• Records for this task
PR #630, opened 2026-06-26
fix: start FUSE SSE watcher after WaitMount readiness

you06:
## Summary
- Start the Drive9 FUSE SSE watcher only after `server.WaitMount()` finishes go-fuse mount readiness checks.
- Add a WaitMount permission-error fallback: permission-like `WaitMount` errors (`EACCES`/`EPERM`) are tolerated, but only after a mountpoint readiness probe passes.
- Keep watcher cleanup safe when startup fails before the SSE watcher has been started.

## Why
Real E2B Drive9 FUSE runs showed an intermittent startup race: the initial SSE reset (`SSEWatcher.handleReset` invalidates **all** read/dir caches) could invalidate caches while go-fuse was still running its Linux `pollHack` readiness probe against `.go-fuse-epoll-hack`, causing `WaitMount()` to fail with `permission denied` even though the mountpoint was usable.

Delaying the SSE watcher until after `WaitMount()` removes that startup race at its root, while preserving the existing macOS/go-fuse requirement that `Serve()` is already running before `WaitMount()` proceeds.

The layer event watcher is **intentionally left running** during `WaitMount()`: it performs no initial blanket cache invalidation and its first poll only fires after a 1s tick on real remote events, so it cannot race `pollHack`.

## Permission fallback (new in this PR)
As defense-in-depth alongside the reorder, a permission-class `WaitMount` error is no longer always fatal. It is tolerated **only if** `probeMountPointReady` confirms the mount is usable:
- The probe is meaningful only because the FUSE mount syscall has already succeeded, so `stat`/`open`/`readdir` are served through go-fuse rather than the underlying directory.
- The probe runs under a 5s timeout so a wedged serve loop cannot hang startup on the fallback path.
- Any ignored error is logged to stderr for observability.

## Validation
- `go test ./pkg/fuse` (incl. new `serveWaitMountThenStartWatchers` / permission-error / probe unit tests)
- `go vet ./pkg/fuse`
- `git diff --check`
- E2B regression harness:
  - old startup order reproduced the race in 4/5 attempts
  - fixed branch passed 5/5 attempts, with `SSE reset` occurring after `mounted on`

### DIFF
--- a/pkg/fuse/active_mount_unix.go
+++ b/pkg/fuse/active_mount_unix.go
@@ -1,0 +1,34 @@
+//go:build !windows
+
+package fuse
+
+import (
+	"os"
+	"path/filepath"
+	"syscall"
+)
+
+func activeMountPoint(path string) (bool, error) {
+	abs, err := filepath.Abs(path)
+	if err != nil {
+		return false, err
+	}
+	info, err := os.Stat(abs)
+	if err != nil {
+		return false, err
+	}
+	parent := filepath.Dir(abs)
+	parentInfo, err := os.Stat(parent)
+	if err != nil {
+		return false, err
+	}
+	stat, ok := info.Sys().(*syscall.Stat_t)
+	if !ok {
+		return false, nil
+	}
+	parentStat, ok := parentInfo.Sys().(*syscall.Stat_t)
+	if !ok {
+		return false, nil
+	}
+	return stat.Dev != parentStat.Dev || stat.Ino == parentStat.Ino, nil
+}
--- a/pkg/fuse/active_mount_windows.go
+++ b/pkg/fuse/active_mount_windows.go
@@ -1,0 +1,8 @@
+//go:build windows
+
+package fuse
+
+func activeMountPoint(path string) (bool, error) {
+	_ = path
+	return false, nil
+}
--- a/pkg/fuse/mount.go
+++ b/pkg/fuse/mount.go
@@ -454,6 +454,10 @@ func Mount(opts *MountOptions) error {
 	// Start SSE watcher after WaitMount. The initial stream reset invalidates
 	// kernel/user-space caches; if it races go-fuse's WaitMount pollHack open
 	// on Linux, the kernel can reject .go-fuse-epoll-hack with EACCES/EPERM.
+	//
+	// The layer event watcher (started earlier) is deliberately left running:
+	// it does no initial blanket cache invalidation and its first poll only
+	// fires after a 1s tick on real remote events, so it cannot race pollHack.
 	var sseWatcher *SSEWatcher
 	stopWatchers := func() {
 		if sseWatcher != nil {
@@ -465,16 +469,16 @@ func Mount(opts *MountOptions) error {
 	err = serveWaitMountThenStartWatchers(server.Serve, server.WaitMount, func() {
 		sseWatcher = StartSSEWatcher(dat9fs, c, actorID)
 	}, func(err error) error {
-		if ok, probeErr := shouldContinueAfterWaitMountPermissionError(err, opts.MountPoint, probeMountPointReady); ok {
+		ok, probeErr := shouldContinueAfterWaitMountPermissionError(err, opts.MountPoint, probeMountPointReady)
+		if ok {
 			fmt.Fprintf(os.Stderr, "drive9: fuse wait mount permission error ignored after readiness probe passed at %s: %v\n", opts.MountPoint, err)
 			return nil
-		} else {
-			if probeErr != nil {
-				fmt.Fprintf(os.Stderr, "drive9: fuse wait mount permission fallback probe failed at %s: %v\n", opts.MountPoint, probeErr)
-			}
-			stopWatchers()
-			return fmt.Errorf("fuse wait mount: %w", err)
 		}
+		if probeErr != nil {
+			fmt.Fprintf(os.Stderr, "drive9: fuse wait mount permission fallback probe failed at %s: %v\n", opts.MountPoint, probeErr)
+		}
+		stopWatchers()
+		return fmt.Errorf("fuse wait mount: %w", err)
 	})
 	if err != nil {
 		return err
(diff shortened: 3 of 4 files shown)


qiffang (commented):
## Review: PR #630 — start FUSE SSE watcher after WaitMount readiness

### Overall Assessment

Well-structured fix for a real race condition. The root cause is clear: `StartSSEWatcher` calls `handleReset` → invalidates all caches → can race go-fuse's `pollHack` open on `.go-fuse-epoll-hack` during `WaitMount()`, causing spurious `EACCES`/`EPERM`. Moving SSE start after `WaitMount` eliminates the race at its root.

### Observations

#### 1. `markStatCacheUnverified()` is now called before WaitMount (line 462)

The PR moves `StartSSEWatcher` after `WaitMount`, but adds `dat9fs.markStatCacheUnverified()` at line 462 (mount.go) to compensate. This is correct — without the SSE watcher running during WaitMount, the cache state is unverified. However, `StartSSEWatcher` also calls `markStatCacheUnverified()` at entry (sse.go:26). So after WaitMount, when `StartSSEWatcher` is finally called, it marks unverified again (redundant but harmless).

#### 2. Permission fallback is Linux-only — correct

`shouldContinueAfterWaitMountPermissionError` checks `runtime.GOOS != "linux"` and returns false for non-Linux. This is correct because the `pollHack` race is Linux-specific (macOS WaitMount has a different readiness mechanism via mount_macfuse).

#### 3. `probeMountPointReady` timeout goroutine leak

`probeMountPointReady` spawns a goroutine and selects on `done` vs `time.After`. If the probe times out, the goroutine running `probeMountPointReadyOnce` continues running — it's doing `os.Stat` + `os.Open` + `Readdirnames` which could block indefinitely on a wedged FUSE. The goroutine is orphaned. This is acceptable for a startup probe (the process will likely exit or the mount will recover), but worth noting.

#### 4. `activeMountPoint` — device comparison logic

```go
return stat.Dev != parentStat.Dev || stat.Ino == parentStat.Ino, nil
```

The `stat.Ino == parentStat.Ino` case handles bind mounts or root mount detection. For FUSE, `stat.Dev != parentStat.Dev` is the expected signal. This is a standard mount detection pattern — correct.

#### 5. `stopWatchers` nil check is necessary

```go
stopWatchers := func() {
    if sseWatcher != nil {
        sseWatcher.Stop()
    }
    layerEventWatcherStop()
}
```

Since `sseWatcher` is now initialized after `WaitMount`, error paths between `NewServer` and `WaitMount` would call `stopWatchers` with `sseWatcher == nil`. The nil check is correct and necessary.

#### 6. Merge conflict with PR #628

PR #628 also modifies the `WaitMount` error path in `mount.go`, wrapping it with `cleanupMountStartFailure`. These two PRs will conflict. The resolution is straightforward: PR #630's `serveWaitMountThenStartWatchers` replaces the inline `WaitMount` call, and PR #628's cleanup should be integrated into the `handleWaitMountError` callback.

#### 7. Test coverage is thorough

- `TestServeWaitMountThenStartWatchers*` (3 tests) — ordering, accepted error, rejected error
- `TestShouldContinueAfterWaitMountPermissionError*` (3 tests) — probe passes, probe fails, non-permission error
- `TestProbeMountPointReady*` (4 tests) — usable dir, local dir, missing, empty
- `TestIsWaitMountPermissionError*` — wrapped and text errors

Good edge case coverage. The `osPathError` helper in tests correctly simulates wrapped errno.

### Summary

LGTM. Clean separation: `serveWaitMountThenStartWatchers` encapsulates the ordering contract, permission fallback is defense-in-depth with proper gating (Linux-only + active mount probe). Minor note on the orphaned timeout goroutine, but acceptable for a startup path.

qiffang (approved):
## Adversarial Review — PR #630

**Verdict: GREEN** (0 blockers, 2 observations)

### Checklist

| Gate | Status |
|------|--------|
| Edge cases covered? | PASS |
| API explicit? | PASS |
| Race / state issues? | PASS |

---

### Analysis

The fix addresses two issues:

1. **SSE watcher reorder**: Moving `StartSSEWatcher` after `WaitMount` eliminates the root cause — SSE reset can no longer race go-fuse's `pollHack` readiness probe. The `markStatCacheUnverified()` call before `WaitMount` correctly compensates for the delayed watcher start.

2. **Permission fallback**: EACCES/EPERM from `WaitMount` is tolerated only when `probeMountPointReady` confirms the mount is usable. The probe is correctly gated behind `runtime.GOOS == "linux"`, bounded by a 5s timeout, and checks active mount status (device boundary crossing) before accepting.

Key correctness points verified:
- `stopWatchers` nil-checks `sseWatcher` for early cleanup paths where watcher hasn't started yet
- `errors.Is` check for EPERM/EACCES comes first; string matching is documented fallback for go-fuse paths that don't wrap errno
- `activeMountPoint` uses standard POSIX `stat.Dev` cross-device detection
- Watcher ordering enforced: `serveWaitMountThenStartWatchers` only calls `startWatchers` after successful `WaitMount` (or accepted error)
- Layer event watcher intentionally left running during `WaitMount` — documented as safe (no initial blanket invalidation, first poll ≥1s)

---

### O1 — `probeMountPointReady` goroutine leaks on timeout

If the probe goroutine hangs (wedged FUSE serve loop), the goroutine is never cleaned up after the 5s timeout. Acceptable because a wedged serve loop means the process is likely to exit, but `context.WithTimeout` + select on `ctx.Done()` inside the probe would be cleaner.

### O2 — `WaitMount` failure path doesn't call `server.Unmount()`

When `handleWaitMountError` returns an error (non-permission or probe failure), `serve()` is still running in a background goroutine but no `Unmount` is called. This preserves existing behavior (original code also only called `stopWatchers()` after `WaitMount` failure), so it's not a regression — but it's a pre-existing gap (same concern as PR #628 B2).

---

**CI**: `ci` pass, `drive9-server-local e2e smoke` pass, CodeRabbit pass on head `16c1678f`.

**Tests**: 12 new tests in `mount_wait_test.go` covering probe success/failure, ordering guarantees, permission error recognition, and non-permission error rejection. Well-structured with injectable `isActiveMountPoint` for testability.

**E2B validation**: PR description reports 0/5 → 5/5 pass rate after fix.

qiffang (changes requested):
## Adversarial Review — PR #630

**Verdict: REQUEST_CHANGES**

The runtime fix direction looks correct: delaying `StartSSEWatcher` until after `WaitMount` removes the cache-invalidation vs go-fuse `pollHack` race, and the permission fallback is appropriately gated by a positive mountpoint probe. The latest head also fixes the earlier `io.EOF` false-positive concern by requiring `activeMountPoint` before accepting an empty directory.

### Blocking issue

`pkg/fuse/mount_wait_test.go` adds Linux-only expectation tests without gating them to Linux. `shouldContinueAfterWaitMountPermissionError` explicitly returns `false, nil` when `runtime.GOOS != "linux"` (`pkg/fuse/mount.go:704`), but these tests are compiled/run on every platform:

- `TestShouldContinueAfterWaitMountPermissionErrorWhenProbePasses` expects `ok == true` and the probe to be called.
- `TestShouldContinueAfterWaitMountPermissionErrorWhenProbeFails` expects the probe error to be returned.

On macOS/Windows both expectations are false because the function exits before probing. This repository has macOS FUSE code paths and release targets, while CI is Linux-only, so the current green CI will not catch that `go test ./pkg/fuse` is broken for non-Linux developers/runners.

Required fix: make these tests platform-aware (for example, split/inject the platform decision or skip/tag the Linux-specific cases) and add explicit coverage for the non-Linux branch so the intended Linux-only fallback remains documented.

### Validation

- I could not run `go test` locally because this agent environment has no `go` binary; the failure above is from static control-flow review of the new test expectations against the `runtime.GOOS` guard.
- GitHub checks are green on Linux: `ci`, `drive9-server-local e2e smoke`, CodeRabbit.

• Instructions to follow
If a line above includes the string "parentInfo", pick it out.

• Task output
+	parentInfo, err := os.Stat(parent)
+	parentStat, ok := parentInfo.Sys().(*syscall.Stat_t)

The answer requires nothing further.